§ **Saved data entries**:
——————

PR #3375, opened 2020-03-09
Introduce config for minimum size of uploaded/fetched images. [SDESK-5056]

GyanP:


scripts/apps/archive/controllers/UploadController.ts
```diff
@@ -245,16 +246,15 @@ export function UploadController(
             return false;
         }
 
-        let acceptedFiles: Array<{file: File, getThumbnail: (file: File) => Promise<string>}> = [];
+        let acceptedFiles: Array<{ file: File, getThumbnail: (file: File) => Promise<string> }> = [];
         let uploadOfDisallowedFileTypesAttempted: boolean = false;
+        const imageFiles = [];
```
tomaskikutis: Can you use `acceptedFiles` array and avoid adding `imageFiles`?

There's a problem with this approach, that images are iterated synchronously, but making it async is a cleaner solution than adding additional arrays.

——————

§ **EXERCISE BRIEF**: Look for the word "string" in the data, then return every line that contains it.

§ **EXERCISE OUTPUT**:
-        let acceptedFiles: Array<{file: File, getThumbnail: (file: File) => Promise<string>}> = [];
+        let acceptedFiles: Array<{ file: File, getThumbnail: (file: File) => Promise<string> }> = [];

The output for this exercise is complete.